## Exercise materials
___

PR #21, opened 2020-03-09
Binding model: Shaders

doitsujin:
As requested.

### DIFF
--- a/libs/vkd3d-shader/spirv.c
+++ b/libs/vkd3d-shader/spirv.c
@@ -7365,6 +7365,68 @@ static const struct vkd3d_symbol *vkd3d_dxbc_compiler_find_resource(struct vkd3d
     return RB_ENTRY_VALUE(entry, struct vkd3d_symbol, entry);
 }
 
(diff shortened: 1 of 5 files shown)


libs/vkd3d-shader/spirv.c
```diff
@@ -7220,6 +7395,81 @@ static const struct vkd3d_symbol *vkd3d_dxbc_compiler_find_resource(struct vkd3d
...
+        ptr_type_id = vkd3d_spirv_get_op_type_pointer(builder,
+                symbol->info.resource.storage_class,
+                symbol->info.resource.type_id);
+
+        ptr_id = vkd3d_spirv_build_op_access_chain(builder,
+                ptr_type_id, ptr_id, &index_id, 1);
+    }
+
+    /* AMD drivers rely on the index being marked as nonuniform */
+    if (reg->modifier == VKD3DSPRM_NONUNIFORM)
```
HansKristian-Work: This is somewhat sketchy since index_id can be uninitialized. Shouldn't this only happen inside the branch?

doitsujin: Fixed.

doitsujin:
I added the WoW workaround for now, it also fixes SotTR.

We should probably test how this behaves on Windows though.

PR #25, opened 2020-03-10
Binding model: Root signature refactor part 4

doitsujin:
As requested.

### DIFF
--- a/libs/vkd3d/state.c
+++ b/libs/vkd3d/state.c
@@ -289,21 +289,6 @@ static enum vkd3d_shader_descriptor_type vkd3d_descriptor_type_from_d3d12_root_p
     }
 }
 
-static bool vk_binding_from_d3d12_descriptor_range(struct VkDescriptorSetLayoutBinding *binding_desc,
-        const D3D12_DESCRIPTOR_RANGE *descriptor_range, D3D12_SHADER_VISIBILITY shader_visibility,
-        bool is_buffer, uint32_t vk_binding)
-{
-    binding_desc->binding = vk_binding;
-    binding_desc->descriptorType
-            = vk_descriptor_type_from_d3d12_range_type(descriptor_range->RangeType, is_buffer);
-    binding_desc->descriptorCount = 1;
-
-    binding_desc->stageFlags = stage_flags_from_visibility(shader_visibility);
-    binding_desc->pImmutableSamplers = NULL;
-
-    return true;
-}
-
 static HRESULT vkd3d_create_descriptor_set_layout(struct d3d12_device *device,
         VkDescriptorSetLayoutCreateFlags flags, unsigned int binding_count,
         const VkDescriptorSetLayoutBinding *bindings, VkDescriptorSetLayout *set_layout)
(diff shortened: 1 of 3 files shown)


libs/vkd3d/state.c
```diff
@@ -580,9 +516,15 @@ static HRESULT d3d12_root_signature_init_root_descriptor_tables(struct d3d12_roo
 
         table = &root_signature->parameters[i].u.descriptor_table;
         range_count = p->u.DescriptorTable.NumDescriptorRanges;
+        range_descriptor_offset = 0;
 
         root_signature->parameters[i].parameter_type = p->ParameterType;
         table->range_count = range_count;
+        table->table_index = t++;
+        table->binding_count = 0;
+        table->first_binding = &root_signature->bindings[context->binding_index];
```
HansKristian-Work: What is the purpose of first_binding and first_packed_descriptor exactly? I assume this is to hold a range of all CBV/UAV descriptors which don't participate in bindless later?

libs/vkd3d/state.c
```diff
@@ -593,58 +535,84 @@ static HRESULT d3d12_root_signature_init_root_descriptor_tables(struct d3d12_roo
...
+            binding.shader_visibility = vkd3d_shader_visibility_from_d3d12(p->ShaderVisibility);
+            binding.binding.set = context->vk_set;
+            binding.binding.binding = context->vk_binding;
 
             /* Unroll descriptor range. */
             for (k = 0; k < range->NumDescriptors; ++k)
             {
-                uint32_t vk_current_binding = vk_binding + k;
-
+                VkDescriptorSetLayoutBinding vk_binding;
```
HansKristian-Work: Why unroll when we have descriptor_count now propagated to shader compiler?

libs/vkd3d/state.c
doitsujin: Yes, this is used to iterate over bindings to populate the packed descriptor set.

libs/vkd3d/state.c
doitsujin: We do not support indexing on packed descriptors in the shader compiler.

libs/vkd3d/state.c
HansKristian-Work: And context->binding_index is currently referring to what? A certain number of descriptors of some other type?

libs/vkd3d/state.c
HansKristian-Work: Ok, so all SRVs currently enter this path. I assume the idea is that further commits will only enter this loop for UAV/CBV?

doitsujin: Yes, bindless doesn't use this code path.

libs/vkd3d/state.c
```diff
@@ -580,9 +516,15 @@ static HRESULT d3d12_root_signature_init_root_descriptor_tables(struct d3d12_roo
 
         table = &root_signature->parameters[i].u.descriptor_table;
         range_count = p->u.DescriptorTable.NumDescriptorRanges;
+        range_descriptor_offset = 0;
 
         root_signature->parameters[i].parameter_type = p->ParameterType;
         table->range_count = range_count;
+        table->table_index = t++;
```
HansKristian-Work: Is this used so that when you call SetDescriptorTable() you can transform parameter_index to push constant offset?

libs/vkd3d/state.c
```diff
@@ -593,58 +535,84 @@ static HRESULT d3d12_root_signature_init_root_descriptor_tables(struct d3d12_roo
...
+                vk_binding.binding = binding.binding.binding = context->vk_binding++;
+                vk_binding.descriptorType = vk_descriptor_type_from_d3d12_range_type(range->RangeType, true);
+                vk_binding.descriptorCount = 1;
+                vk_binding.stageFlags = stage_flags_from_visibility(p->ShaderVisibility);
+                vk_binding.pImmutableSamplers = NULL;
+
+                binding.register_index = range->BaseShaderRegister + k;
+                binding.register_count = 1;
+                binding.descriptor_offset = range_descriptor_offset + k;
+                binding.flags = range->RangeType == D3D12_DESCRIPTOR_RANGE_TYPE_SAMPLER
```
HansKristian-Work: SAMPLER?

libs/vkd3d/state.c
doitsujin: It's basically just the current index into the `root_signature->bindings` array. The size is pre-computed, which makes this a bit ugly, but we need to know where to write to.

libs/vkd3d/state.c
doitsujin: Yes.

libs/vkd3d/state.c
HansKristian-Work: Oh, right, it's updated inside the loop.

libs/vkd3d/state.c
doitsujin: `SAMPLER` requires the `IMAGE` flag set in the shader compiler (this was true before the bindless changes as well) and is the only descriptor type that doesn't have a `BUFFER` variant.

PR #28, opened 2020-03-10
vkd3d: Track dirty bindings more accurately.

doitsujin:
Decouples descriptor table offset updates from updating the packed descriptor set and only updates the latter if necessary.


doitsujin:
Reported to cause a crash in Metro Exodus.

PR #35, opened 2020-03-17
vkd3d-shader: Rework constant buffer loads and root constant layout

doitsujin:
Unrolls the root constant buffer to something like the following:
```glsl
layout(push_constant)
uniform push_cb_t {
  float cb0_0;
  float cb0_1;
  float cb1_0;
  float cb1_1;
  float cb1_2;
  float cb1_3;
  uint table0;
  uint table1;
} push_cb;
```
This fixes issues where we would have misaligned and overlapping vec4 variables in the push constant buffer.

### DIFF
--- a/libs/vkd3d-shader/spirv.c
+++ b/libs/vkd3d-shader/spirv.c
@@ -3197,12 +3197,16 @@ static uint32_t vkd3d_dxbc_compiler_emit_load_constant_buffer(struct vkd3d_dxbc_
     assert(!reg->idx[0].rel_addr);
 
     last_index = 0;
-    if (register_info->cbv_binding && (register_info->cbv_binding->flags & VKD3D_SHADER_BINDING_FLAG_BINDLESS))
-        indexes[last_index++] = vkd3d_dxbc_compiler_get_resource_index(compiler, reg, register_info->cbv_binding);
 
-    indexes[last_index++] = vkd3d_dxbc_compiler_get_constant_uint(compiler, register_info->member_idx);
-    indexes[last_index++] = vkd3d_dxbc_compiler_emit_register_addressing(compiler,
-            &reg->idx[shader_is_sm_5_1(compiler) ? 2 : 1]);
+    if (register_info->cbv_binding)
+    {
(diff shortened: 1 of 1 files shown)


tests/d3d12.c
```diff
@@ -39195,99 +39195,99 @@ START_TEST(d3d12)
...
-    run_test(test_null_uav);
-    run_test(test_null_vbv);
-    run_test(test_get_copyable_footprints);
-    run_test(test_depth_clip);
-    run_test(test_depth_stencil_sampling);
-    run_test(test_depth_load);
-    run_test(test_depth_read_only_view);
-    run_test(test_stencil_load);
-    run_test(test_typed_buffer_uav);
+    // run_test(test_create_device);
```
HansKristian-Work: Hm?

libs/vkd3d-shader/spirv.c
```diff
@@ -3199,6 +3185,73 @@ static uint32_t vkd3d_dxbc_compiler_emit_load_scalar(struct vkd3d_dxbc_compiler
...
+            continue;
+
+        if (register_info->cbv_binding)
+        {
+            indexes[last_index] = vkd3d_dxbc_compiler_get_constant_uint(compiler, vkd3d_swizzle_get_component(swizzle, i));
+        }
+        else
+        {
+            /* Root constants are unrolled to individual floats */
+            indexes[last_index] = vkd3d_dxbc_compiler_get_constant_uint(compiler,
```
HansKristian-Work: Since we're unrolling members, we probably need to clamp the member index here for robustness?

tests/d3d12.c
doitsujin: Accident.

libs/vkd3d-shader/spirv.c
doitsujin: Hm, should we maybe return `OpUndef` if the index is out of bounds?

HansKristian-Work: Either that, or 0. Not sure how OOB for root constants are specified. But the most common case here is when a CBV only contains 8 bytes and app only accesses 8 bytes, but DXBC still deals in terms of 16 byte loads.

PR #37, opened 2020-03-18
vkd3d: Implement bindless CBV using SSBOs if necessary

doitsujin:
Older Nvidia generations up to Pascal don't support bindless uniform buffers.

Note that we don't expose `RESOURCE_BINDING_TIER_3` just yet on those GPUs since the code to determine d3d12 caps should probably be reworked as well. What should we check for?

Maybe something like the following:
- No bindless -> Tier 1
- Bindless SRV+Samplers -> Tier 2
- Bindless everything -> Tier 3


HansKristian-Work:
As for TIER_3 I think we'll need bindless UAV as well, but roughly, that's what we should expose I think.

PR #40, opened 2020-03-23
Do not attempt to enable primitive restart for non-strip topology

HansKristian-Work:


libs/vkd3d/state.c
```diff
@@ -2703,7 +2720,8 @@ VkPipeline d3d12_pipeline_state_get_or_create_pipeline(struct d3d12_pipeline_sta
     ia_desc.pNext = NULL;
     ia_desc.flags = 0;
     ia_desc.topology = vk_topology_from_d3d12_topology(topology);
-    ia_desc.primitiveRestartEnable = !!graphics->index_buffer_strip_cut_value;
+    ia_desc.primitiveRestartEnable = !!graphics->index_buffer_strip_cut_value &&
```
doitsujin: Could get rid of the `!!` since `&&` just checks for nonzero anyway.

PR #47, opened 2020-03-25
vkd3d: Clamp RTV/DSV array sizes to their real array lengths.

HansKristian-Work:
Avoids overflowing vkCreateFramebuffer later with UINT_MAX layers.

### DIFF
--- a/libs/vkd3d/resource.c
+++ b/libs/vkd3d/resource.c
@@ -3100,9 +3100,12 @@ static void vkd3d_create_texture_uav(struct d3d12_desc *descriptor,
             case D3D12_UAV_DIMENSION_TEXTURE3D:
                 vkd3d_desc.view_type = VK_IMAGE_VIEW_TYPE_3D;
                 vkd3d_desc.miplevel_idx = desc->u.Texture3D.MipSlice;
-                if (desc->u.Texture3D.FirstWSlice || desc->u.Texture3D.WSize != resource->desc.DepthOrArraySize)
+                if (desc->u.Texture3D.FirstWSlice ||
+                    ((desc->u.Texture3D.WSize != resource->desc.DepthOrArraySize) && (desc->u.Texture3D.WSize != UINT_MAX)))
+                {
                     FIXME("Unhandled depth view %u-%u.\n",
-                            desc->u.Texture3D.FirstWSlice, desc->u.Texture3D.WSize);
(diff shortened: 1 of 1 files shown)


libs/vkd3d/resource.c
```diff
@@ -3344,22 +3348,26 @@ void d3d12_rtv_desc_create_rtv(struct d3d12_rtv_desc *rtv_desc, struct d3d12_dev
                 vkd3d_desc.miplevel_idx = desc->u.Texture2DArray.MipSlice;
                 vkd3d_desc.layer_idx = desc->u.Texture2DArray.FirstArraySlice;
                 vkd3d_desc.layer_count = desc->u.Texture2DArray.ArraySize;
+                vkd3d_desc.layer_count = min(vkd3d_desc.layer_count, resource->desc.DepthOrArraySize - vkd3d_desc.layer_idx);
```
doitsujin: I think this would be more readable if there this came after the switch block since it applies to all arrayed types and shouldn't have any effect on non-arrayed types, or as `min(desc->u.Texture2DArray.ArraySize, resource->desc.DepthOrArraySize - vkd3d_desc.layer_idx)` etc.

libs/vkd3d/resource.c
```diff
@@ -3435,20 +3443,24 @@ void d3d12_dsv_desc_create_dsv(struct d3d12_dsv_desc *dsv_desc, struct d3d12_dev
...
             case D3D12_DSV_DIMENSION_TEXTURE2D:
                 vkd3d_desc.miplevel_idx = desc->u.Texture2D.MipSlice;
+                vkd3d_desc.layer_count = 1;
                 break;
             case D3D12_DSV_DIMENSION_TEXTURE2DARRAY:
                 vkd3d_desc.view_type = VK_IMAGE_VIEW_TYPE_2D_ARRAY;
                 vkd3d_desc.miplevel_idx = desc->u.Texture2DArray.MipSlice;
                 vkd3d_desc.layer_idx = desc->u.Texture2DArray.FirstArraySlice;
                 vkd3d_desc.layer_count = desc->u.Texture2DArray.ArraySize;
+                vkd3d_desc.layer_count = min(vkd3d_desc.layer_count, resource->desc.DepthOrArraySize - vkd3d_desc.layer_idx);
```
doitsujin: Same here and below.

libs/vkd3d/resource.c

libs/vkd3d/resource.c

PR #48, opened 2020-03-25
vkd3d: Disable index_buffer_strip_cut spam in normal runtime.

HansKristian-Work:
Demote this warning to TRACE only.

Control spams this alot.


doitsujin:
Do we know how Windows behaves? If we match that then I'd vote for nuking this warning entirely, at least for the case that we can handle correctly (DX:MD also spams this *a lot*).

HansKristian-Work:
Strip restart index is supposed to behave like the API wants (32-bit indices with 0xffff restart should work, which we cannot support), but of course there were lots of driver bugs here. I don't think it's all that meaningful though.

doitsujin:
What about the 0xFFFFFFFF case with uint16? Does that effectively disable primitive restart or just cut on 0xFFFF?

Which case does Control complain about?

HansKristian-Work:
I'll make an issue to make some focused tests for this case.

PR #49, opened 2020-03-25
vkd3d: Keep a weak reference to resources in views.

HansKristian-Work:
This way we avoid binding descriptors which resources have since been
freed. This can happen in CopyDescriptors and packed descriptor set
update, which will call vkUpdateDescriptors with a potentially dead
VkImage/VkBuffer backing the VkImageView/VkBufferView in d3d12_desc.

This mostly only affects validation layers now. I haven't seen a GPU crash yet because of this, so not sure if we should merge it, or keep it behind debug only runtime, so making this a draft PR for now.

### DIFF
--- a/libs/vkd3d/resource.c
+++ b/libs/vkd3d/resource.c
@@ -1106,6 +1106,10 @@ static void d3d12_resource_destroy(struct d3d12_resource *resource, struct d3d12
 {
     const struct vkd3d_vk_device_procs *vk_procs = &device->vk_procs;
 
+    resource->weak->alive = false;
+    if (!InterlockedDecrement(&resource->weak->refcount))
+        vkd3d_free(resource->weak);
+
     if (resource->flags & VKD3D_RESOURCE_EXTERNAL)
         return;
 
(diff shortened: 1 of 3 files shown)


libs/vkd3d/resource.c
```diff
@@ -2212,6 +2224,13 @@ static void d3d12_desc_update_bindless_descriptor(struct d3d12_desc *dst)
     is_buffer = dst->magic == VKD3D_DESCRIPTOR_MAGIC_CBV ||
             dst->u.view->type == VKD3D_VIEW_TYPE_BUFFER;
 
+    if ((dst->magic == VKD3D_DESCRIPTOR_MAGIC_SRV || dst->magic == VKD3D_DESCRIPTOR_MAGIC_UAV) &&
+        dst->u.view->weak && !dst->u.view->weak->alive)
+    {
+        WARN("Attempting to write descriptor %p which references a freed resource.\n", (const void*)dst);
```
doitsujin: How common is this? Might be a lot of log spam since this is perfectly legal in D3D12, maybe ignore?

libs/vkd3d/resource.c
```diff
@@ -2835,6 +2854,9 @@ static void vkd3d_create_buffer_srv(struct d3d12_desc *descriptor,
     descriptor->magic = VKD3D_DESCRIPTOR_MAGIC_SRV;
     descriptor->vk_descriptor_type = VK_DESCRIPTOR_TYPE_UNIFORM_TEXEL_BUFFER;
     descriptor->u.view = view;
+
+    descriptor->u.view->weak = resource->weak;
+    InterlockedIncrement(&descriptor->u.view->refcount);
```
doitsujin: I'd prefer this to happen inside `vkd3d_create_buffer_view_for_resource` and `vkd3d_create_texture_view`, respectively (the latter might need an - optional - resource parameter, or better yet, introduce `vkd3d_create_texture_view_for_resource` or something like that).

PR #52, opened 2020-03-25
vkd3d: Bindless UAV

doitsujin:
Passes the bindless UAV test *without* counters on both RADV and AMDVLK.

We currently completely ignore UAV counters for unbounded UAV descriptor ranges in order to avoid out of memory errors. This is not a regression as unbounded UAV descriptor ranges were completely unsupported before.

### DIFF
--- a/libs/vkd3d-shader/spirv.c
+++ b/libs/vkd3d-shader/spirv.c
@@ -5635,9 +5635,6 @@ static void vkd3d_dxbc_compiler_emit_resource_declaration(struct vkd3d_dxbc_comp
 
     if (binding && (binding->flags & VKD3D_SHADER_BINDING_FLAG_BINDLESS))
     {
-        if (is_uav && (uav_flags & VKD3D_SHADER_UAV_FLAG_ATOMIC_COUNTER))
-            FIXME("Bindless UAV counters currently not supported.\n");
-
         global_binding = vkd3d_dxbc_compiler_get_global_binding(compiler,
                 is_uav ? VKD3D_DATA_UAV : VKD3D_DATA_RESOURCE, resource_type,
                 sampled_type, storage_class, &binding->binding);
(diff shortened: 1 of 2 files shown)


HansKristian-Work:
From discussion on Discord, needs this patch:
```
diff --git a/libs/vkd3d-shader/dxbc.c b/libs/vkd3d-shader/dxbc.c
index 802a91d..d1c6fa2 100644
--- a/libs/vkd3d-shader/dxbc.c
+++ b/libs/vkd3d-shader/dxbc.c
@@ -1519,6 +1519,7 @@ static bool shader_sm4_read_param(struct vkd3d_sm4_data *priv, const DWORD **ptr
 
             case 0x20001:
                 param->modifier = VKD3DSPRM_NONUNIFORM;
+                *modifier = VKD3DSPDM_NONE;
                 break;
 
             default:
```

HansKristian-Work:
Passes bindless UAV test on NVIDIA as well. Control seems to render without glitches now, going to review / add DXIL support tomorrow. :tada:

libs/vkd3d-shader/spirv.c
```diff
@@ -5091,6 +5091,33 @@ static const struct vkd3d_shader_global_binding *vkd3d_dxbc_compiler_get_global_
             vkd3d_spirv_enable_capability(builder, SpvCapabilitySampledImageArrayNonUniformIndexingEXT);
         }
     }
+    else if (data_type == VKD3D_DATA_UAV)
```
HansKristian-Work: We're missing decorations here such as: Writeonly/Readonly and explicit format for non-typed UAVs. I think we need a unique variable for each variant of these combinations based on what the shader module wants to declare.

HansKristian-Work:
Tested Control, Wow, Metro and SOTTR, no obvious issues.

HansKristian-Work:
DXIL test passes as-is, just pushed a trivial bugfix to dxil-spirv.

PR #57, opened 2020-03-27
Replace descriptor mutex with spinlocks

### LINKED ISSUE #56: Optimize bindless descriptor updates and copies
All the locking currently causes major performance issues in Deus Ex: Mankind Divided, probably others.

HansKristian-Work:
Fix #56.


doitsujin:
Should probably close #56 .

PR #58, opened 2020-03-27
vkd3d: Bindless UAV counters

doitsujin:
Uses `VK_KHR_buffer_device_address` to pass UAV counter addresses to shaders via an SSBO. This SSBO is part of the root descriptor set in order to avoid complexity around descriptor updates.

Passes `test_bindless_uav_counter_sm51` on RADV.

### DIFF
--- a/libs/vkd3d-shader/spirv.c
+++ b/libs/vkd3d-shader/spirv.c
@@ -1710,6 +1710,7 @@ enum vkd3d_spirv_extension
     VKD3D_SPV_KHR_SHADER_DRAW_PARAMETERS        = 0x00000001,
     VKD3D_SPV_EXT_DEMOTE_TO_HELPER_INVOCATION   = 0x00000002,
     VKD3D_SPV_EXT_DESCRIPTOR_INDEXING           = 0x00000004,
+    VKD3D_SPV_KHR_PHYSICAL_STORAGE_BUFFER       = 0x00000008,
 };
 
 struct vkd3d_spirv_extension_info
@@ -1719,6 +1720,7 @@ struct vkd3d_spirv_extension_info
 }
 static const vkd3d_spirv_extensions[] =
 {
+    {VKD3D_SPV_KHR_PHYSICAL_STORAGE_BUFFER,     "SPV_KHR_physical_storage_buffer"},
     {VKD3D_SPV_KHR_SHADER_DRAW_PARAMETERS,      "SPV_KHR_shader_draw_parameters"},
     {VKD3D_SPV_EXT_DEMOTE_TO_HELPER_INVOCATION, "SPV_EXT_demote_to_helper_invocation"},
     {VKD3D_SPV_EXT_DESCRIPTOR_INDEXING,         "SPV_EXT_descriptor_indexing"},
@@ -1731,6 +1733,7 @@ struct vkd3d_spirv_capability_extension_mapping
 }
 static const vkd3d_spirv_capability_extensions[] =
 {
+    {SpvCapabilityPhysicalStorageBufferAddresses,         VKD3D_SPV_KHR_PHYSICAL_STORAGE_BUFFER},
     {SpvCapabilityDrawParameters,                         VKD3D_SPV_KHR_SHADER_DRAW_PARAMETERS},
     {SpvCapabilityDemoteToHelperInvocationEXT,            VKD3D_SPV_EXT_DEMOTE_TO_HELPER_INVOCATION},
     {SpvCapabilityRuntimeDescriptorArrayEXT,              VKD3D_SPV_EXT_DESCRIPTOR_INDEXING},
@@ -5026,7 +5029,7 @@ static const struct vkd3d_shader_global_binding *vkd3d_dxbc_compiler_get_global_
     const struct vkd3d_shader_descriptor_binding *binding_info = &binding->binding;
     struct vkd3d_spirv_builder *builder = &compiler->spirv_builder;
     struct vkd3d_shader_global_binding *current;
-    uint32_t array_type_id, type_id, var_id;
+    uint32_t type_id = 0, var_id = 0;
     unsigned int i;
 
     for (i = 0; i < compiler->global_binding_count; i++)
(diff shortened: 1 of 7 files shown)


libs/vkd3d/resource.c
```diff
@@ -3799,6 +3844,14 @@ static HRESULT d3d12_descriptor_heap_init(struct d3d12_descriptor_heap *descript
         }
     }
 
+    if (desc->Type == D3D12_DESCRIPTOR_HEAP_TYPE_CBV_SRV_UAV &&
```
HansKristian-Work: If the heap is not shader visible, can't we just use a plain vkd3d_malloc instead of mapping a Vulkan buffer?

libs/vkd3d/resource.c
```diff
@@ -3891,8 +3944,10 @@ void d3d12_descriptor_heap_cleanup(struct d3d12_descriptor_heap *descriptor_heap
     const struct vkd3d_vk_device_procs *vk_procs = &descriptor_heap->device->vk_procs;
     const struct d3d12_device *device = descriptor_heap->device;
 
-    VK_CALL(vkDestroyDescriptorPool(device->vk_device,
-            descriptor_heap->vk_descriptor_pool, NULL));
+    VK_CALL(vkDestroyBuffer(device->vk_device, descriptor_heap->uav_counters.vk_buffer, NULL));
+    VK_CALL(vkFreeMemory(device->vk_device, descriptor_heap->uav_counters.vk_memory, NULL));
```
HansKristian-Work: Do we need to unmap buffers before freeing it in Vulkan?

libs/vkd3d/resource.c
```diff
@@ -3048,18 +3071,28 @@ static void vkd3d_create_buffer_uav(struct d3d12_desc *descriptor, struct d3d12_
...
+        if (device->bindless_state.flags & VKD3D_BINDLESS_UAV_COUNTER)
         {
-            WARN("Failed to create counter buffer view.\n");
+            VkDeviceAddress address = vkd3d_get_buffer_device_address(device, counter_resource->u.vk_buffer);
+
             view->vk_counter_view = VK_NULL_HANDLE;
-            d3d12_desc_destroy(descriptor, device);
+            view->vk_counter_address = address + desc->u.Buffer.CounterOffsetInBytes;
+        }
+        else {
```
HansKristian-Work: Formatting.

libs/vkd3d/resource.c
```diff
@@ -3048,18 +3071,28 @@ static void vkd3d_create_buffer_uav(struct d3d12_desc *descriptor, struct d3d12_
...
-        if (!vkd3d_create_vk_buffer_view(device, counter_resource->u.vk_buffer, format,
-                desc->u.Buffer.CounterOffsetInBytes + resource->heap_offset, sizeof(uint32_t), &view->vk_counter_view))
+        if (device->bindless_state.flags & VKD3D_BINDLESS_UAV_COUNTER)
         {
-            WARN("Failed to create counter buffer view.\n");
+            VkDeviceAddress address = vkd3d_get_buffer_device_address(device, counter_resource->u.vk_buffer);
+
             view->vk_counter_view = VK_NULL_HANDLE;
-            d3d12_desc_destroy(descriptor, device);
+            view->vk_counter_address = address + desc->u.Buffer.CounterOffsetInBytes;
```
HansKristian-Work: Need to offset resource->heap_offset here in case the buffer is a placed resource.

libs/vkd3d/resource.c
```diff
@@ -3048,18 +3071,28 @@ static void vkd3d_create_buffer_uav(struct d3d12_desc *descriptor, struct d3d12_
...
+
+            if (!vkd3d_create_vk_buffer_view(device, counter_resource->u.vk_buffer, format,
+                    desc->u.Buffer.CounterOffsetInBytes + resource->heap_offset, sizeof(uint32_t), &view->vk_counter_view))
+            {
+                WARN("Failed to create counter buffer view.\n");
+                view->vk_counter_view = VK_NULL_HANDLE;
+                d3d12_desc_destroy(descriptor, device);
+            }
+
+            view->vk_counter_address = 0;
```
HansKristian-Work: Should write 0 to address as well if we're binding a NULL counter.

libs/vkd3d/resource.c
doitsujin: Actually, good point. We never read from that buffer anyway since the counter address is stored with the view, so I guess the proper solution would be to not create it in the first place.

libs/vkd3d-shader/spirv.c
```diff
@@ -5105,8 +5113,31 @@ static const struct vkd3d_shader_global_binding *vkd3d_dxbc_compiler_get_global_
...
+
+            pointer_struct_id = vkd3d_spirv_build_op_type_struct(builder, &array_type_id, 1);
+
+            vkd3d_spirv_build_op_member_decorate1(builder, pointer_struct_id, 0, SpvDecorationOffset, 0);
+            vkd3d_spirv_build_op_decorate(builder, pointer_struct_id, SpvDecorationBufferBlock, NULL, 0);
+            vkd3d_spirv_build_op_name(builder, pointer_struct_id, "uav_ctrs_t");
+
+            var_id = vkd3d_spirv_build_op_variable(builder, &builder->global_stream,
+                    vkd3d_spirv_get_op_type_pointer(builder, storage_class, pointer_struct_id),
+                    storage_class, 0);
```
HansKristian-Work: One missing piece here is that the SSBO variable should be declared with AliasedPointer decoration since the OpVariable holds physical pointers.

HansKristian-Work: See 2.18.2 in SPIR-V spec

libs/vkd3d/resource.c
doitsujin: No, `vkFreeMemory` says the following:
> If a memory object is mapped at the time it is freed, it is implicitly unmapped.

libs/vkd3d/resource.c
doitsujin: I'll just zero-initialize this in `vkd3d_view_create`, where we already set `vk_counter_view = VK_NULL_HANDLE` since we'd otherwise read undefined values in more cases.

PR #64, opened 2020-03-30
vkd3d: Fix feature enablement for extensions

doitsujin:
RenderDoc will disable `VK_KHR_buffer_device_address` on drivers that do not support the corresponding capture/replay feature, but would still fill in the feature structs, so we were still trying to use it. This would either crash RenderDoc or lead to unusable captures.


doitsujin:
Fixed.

___

What is needed is a single number: how many lines of the data contain the word "when".

3